PROBLEM TO WORK ON: Give back all the data exactly, line by line.

SUPPLIED RECORDS:

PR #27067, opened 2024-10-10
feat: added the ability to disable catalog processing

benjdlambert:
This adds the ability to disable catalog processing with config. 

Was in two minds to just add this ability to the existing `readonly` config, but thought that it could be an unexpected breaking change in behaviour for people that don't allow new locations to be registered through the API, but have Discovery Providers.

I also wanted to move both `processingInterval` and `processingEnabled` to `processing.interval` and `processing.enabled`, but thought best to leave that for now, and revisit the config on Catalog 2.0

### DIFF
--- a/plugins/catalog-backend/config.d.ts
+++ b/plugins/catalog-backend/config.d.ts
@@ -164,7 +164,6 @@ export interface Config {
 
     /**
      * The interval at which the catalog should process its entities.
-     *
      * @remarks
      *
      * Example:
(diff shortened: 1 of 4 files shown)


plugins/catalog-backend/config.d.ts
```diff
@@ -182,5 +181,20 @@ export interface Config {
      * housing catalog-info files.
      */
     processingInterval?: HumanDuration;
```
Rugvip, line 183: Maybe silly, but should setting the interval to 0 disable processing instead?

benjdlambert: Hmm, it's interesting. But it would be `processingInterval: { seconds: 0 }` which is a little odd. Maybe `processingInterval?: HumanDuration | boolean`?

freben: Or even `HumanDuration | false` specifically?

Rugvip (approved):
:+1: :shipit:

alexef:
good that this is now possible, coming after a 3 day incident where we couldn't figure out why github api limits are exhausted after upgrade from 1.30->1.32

RESULT FOR THIS EXERCISE:
PR #27067, opened 2024-10-10
feat: added the ability to disable catalog processing

benjdlambert:
This adds the ability to disable catalog processing with config. 

Was in two minds to just add this ability to the existing `readonly` config, but thought that it could be an unexpected breaking change in behaviour for people that don't allow new locations to be registered through the API, but have Discovery Providers.

I also wanted to move both `processingInterval` and `processingEnabled` to `processing.interval` and `processing.enabled`, but thought best to leave that for now, and revisit the config on Catalog 2.0

### DIFF
--- a/plugins/catalog-backend/config.d.ts
+++ b/plugins/catalog-backend/config.d.ts
@@ -164,7 +164,6 @@ export interface Config {
 
     /**
      * The interval at which the catalog should process its entities.
-     *
      * @remarks
      *
      * Example:
(diff shortened: 1 of 4 files shown)


plugins/catalog-backend/config.d.ts
```diff
@@ -182,5 +181,20 @@ export interface Config {
      * housing catalog-info files.
      */
     processingInterval?: HumanDuration;
```
Rugvip, line 183: Maybe silly, but should setting the interval to 0 disable processing instead?

benjdlambert: Hmm, it's interesting. But it would be `processingInterval: { seconds: 0 }` which is a little odd. Maybe `processingInterval?: HumanDuration | boolean`?

freben: Or even `HumanDuration | false` specifically?

Rugvip (approved):
:+1: :shipit:

alexef:
good that this is now possible, coming after a 3 day incident where we couldn't figure out why github api limits are exhausted after upgrade from 1.30->1.32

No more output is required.